MATERIAL FOR THIS TASK.
PR #785, opened 2021-03-15
fix custom magic methods and add tests

beverlylytle:
I noticed some small bugs in the custom magic methods of a few primitives.  In particular
`Polyline([[0, 0, 0], [0, 0, 1]]) == Polyline([[0, 0, 0], [0, 0, 1], [0, 0, 2])` would return `True` , and a similar bug existed in a few other classes.  

### Checklist

### DIFF
--- a/src/compas/geometry/primitives/frame.py
+++ b/src/compas/geometry/primitives/frame.py
@@ -180,6 +180,8 @@ class Frame(Primitive):
         return iter([self.point, self.xaxis, self.yaxis])
 
     def __eq__(self, other, tol=1e-05):
+        if not hasattr(other, '__iter__') or not hasattr(other, '__len__') or len(self) != len(other):
+            return False
         for v1, v2 in zip(self, other):
             for a, b in zip(v1, v2):
                 if math.fabs(a - b) > tol:
--- a/src/compas/geometry/primitives/frame.py
+++ b/src/compas/geometry/primitives/frame.py
@@ -1,25 +1,24 @@
 from __future__ import print_function
 
-import math
-
-from compas.geometry import cross_vectors
-from compas.geometry import subtract_vectors
-from compas.geometry import matrix_from_basis_vectors
-from compas.geometry import basis_vectors_from_matrix
-from compas.geometry import quaternion_from_matrix
-from compas.geometry import matrix_from_quaternion
-from compas.geometry import axis_angle_vector_from_matrix
-from compas.geometry import matrix_from_axis_angle_vector
-from compas.geometry import euler_angles_from_matrix
-from compas.geometry import matrix_from_euler_angles
-from compas.geometry import decompose_matrix
-from compas.geometry import Transformation
+from compas.geometry import allclose
 from compas.geometry import argmax
+from compas.geometry import axis_angle_vector_from_matrix
+from compas.geometry import basis_vectors_from_matrix
+from compas.geometry import cross_vectors
+from compas.geometry import decompose_matrix
+from compas.geometry import euler_angles_from_matrix
+from compas.geometry import matrix_from_axis_angle_vector
+from compas.geometry import matrix_from_basis_vectors
+from compas.geometry import matrix_from_euler_angles
+from compas.geometry import matrix_from_quaternion
+from compas.geometry import quaternion_from_matrix
+from compas.geometry import subtract_vectors
+from compas.geometry import Transformation
 
-from compas.geometry.primitives import Primitive
 from compas.geometry.primitives import Point
-from compas.geometry.primitives import Vector
+from compas.geometry.primitives import Primitive
 from compas.geometry.primitives import Quaternion
+from compas.geometry.primitives import Vector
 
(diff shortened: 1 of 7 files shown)


src/compas/geometry/primitives/frame.py
```diff
@@ -180,6 +180,8 @@ def __iter__(self):
         return iter([self.point, self.xaxis, self.yaxis])
 
     def __eq__(self, other, tol=1e-05):
+        if not hasattr(other, '__iter__') or not hasattr(other, '__len__') or len(self) != len(other):
+            return False
```
tomvanmele, line 183: aren't `__iter__` and `__len__` automatically covered by `zip`?
also, you could use `zip_longest` instead of `zip` which will produce `None` for one of the iterables if the length is not the same...

src/compas/geometry/primitives/frame.py
```diff
@@ -180,6 +180,8 @@ def __iter__(self):
...
         for v1, v2 in zip(self, other):
             for a, b in zip(v1, v2):
                 if math.fabs(a - b) > tol:
```
tomvanmele: should we not replace this with the precision setting of `compas`?
noticed that we are not doing this for the other checks either...

src/compas/geometry/primitives/polygon.py
```diff
@@ -156,12 +156,15 @@ def __getitem__(self, key):
...
+        self.points[key] = Point(*value)
+        self._lines = None
 
     def __iter__(self):
         return iter(self.points)
 
     def __eq__(self, other):
+        if not hasattr(other, '__iter__') or not hasattr(other, '__len__') or len(self) != len(other):
+            return False
         return all(a == b for a, b in zip(self, other))
```
tomvanmele: we are not being consistent with the precision checks. perhaps we could use `allclose` everywhere?

tests/compas/geometry/test_polygon.py
```diff
@@ -0,0 +1,55 @@
...
+    polygon1 = Polygon(points1)
+    points2 = [[0, 0, x] for x in range(6)]
+    polygon2 = Polygon(points2)
+    points3 = [[0, 0, x] for x in range(5)] + [[0, 0, 0]]
+    polygon3 = Polygon(points3)
+    assert polygon1 == polygon1
+    assert polygon1 == points1
+    assert points1 == polygon1
+    assert polygon1 != polygon2
+    assert polygon2 != polygon1
```
tomvanmele, line 26: do the `__ne__` still have to be added for `ipy` as well?

src/compas/geometry/primitives/frame.py
beverlylytle: Yes and no.  If `other` doesn't have `__iter__`, `zip` will raise an error.  I feel that `__eq__` should never raise an error. For example `[0, 0, 0] == 0` would return `False` rather than raise an error, and if compas primitives are supposed to behave like python primitives, then we should mimic that. 

Using `zip_longest` would also throw an exception in the case you describe because you can't perform arithmetic on `None`.

src/compas/geometry/primitives/frame.py
beverlylytle: Yeah, that makes sense.

src/compas/geometry/primitives/polygon.py
beverlylytle: Can change this one, too.

tests/compas/geometry/test_polygon.py
beverlylytle: It was added in `Primitive`, so it is inherited. or do you mean something else?

src/compas/geometry/primitives/frame.py
tomvanmele: okay. fair enough...

tests/compas/geometry/test_polygon.py
tomvanmele: no. didn't think of that...

src/compas/geometry/primitives/frame.py
beverlylytle: actually, i'm a little confused by this comment.  isn't `compas.PRECISION` more about formatting the way objects are printed rather than prescribing tolerances on computations?

tomvanmele: yes and no. it is, for example, also used in the geometric maps to determine comparison precision...
but i agree that there is no "official policy" for this at the moment.

tomvanmele: but in the tests, when geometry comparisons are concerned, we tend to use (or should be using) `allclose` to avoid tests failing for lack of precision

beverlylytle: yeah, i've changed to using `allclose` now, but that also uses a hardcoded tolerance...

maybe once there is an "official policy" on this, such changes can be made more thoroughly.

tomvanmele (approved):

HOW TO COMPLETE THIS TASK.
A verbatim repeat of all the entries above is the required answer.

ANSWER SECTION.
PR #785, opened 2021-03-15
fix custom magic methods and add tests

beverlylytle:
I noticed some small bugs in the custom magic methods of a few primitives.  In particular
`Polyline([[0, 0, 0], [0, 0, 1]]) == Polyline([[0, 0, 0], [0, 0, 1], [0, 0, 2])` would return `True` , and a similar bug existed in a few other classes.  

### Checklist

### DIFF
--- a/src/compas/geometry/primitives/frame.py
+++ b/src/compas/geometry/primitives/frame.py
@@ -180,6 +180,8 @@ class Frame(Primitive):
         return iter([self.point, self.xaxis, self.yaxis])
 
     def __eq__(self, other, tol=1e-05):
+        if not hasattr(other, '__iter__') or not hasattr(other, '__len__') or len(self) != len(other):
+            return False
         for v1, v2 in zip(self, other):
             for a, b in zip(v1, v2):
                 if math.fabs(a - b) > tol:
--- a/src/compas/geometry/primitives/frame.py
+++ b/src/compas/geometry/primitives/frame.py
@@ -1,25 +1,24 @@
 from __future__ import print_function
 
-import math
-
-from compas.geometry import cross_vectors
-from compas.geometry import subtract_vectors
-from compas.geometry import matrix_from_basis_vectors
-from compas.geometry import basis_vectors_from_matrix
-from compas.geometry import quaternion_from_matrix
-from compas.geometry import matrix_from_quaternion
-from compas.geometry import axis_angle_vector_from_matrix
-from compas.geometry import matrix_from_axis_angle_vector
-from compas.geometry import euler_angles_from_matrix
-from compas.geometry import matrix_from_euler_angles
-from compas.geometry import decompose_matrix
-from compas.geometry import Transformation
+from compas.geometry import allclose
 from compas.geometry import argmax
+from compas.geometry import axis_angle_vector_from_matrix
+from compas.geometry import basis_vectors_from_matrix
+from compas.geometry import cross_vectors
+from compas.geometry import decompose_matrix
+from compas.geometry import euler_angles_from_matrix
+from compas.geometry import matrix_from_axis_angle_vector
+from compas.geometry import matrix_from_basis_vectors
+from compas.geometry import matrix_from_euler_angles
+from compas.geometry import matrix_from_quaternion
+from compas.geometry import quaternion_from_matrix
+from compas.geometry import subtract_vectors
+from compas.geometry import Transformation
 
-from compas.geometry.primitives import Primitive
 from compas.geometry.primitives import Point
-from compas.geometry.primitives import Vector
+from compas.geometry.primitives import Primitive
 from compas.geometry.primitives import Quaternion
+from compas.geometry.primitives import Vector
 
(diff shortened: 1 of 7 files shown)


src/compas/geometry/primitives/frame.py
```diff
@@ -180,6 +180,8 @@ def __iter__(self):
         return iter([self.point, self.xaxis, self.yaxis])
 
     def __eq__(self, other, tol=1e-05):
+        if not hasattr(other, '__iter__') or not hasattr(other, '__len__') or len(self) != len(other):
+            return False
```
tomvanmele, line 183: aren't `__iter__` and `__len__` automatically covered by `zip`?
also, you could use `zip_longest` instead of `zip` which will produce `None` for one of the iterables if the length is not the same...

src/compas/geometry/primitives/frame.py
```diff
@@ -180,6 +180,8 @@ def __iter__(self):
...
         for v1, v2 in zip(self, other):
             for a, b in zip(v1, v2):
                 if math.fabs(a - b) > tol:
```
tomvanmele: should we not replace this with the precision setting of `compas`?
noticed that we are not doing this for the other checks either...

src/compas/geometry/primitives/polygon.py
```diff
@@ -156,12 +156,15 @@ def __getitem__(self, key):
...
+        self.points[key] = Point(*value)
+        self._lines = None
 
     def __iter__(self):
         return iter(self.points)
 
     def __eq__(self, other):
+        if not hasattr(other, '__iter__') or not hasattr(other, '__len__') or len(self) != len(other):
+            return False
         return all(a == b for a, b in zip(self, other))
```
tomvanmele: we are not being consistent with the precision checks. perhaps we could use `allclose` everywhere?

tests/compas/geometry/test_polygon.py
```diff
@@ -0,0 +1,55 @@
...
+    polygon1 = Polygon(points1)
+    points2 = [[0, 0, x] for x in range(6)]
+    polygon2 = Polygon(points2)
+    points3 = [[0, 0, x] for x in range(5)] + [[0, 0, 0]]
+    polygon3 = Polygon(points3)
+    assert polygon1 == polygon1
+    assert polygon1 == points1
+    assert points1 == polygon1
+    assert polygon1 != polygon2
+    assert polygon2 != polygon1
```
tomvanmele, line 26: do the `__ne__` still have to be added for `ipy` as well?

src/compas/geometry/primitives/frame.py
beverlylytle: Yes and no.  If `other` doesn't have `__iter__`, `zip` will raise an error.  I feel that `__eq__` should never raise an error. For example `[0, 0, 0] == 0` would return `False` rather than raise an error, and if compas primitives are supposed to behave like python primitives, then we should mimic that. 

Using `zip_longest` would also throw an exception in the case you describe because you can't perform arithmetic on `None`.

src/compas/geometry/primitives/frame.py
beverlylytle: Yeah, that makes sense.

src/compas/geometry/primitives/polygon.py
beverlylytle: Can change this one, too.

tests/compas/geometry/test_polygon.py
beverlylytle: It was added in `Primitive`, so it is inherited. or do you mean something else?

src/compas/geometry/primitives/frame.py
tomvanmele: okay. fair enough...

tests/compas/geometry/test_polygon.py
tomvanmele: no. didn't think of that...

src/compas/geometry/primitives/frame.py
beverlylytle: actually, i'm a little confused by this comment.  isn't `compas.PRECISION` more about formatting the way objects are printed rather than prescribing tolerances on computations?

tomvanmele: yes and no. it is, for example, also used in the geometric maps to determine comparison precision...
but i agree that there is no "official policy" for this at the moment.

tomvanmele: but in the tests, when geometry comparisons are concerned, we tend to use (or should be using) `allclose` to avoid tests failing for lack of precision

beverlylytle: yeah, i've changed to using `allclose` now, but that also uses a hardcoded tolerance...

maybe once there is an "official policy" on this, such changes can be made more thoroughly.

tomvanmele (approved):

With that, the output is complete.